*** Source records ***
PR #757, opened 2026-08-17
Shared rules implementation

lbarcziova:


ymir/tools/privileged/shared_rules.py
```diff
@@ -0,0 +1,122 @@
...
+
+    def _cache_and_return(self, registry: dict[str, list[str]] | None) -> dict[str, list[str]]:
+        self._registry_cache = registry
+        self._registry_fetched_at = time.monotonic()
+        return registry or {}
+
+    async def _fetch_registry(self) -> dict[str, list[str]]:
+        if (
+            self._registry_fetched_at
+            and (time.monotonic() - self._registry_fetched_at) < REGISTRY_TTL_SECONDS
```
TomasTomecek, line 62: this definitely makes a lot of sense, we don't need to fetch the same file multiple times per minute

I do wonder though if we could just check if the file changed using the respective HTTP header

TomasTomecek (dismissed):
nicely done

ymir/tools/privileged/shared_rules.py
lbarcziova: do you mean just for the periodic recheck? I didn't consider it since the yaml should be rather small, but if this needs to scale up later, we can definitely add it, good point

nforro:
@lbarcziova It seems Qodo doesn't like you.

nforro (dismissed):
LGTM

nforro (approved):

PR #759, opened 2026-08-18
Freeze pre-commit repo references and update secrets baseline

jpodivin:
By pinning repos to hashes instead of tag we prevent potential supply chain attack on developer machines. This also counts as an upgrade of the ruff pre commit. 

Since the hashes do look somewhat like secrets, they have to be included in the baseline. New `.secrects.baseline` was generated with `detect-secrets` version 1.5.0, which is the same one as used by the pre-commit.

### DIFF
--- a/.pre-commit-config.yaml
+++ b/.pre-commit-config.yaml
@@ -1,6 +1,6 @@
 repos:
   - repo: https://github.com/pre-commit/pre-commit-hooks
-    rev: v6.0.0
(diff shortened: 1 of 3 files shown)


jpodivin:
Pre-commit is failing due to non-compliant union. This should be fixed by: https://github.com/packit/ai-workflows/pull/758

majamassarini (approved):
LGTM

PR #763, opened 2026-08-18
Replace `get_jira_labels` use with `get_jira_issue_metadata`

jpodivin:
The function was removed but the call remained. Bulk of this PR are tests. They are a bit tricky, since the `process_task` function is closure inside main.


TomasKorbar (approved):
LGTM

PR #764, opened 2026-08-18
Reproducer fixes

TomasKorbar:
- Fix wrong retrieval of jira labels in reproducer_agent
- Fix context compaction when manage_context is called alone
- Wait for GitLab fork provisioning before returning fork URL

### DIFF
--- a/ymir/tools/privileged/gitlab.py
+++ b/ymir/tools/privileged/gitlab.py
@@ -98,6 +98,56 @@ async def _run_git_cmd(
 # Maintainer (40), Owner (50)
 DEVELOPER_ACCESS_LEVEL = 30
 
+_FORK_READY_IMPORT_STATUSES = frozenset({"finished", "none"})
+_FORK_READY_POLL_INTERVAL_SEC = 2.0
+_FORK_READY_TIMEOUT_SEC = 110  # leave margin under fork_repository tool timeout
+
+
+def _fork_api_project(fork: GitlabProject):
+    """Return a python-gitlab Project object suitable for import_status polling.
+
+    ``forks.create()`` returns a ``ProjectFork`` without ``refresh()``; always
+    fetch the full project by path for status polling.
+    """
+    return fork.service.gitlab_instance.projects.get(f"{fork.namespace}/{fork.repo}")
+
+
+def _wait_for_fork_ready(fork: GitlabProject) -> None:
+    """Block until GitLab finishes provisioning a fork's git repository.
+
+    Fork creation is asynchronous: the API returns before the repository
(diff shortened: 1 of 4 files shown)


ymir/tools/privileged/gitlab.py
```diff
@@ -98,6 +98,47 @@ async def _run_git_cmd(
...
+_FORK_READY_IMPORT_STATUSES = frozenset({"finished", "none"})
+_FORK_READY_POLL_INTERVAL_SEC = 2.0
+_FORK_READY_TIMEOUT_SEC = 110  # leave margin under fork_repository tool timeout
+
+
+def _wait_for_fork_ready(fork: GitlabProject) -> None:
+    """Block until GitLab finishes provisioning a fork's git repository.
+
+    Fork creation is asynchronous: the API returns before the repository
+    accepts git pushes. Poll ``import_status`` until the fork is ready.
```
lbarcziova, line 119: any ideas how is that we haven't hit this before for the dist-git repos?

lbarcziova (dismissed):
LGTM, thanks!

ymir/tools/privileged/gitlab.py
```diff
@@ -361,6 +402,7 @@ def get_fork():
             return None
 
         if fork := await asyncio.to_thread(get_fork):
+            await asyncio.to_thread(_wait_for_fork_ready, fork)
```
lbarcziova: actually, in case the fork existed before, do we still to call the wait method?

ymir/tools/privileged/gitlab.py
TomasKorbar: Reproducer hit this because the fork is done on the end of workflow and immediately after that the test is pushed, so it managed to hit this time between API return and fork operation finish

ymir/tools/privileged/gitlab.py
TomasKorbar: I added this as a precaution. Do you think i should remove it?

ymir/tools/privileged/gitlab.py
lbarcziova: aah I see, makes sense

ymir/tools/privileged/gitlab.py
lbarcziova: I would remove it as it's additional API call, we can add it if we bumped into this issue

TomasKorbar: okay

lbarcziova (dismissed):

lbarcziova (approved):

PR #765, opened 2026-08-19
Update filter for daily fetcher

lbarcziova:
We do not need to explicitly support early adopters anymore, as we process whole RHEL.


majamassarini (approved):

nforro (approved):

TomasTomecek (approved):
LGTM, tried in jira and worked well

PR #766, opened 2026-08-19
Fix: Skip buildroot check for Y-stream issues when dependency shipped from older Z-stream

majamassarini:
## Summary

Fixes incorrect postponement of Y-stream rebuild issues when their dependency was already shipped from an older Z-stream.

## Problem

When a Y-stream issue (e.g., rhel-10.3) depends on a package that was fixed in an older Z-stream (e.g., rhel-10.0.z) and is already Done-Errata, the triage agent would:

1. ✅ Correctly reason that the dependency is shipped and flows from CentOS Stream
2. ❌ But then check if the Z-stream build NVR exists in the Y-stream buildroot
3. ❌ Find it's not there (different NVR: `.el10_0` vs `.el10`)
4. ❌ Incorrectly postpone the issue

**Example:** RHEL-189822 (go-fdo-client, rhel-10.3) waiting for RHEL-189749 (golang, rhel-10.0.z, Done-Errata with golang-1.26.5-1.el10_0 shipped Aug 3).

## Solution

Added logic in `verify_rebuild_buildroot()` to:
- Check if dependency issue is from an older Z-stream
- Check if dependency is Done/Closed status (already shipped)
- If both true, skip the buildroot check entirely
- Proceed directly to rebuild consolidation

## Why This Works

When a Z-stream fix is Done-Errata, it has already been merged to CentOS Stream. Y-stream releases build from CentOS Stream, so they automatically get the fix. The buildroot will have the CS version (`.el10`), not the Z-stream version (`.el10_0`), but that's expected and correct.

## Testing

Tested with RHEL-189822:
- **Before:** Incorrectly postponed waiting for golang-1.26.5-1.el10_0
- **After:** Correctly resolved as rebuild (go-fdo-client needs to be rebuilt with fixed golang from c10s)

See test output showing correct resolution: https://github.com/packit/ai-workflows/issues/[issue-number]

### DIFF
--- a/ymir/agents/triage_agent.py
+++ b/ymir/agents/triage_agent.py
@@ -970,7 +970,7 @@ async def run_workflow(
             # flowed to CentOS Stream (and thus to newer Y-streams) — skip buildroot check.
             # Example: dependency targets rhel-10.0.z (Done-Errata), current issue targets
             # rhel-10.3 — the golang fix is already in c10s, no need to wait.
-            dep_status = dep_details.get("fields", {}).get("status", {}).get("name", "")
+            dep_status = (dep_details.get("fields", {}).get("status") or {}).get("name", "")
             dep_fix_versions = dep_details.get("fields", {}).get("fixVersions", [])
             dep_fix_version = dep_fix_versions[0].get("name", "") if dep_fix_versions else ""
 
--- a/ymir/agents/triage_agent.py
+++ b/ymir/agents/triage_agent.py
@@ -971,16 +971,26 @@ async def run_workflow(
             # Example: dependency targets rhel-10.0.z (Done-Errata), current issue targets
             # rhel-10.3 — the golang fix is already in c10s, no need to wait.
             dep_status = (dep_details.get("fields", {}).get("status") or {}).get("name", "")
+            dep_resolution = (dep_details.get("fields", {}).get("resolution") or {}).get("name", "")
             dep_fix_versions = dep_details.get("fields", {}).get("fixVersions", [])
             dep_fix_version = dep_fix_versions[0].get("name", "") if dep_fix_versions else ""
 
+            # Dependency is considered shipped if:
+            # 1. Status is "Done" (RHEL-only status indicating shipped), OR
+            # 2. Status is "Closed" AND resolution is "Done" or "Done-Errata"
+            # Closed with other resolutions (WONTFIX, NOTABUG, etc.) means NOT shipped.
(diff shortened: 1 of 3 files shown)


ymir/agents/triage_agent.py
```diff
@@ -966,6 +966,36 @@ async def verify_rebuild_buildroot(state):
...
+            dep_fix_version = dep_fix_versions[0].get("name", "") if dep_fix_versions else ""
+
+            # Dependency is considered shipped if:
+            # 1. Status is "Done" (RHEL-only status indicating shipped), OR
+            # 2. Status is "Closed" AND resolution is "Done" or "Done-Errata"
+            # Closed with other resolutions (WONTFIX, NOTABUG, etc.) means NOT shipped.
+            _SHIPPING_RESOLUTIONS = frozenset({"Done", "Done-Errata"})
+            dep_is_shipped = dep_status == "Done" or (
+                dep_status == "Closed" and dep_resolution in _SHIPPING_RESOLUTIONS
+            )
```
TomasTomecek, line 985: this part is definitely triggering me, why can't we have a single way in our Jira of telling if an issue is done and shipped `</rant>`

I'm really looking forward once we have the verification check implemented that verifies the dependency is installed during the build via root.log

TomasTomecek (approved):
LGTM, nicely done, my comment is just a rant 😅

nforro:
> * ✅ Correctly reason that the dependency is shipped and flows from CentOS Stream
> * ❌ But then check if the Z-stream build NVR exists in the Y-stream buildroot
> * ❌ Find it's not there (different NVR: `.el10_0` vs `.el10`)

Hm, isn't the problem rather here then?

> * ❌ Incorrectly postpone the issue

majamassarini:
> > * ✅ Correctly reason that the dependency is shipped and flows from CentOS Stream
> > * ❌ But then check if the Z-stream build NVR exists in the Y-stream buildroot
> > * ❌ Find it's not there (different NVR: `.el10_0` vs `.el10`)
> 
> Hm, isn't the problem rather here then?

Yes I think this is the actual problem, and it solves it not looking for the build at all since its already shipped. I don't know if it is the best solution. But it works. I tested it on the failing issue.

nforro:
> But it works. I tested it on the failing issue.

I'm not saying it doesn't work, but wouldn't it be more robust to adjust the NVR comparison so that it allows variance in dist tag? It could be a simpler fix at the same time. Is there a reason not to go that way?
*** End of Source records ***
*** Source records ***
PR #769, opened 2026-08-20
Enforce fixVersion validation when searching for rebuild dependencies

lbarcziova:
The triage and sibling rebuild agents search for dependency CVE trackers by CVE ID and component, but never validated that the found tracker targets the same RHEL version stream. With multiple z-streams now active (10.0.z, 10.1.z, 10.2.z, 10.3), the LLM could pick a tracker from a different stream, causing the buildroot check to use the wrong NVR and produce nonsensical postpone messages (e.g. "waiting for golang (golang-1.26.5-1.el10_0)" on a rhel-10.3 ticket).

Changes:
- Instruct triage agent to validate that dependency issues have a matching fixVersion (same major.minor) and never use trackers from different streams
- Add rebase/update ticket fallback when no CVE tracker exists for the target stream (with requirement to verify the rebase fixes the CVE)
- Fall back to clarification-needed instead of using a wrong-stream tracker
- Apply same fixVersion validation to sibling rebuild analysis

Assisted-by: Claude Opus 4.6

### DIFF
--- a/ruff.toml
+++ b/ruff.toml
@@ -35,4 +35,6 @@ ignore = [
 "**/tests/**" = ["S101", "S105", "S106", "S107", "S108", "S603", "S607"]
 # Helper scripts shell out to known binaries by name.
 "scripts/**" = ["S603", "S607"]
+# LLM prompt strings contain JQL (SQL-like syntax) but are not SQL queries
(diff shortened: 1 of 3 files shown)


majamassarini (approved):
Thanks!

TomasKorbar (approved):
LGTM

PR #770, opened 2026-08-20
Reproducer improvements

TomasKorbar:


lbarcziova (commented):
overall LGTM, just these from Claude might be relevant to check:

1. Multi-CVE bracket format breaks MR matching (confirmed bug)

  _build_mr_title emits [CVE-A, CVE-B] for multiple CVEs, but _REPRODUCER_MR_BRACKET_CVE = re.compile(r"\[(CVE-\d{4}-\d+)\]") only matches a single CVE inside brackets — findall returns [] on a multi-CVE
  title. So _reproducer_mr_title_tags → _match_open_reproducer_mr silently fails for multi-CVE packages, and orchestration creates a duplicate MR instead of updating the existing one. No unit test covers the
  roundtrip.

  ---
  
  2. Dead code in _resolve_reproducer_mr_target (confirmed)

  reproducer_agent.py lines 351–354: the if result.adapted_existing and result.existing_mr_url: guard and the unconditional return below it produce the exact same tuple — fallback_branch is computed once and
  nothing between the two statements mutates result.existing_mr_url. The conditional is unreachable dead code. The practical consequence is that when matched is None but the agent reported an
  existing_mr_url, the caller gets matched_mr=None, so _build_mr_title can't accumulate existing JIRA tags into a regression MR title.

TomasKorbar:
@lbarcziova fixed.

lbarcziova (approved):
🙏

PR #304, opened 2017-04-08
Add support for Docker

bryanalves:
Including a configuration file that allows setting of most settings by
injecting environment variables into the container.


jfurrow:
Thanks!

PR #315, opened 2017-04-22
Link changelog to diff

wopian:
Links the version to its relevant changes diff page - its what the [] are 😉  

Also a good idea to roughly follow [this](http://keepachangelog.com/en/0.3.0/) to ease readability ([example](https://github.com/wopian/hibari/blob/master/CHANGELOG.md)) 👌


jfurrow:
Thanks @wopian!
*** End of Source records ***
Goal of the exercise => Scan the material line by line and report each one that contains "wrong".

Worked solution =>
- Fix wrong retrieval of jira labels in reproducer_agent
The triage and sibling rebuild agents search for dependency CVE trackers by CVE ID and component, but never validated that the found tracker targets the same RHEL version stream. With multiple z-streams now active (10.0.z, 10.1.z, 10.2.z, 10.3), the LLM could pick a tracker from a different stream, causing the buildroot check to use the wrong NVR and produce nonsensical postpone messages (e.g. "waiting for golang (golang-1.26.5-1.el10_0)" on a rhel-10.3 ticket).
- Fall back to clarification-needed instead of using a wrong-stream tracker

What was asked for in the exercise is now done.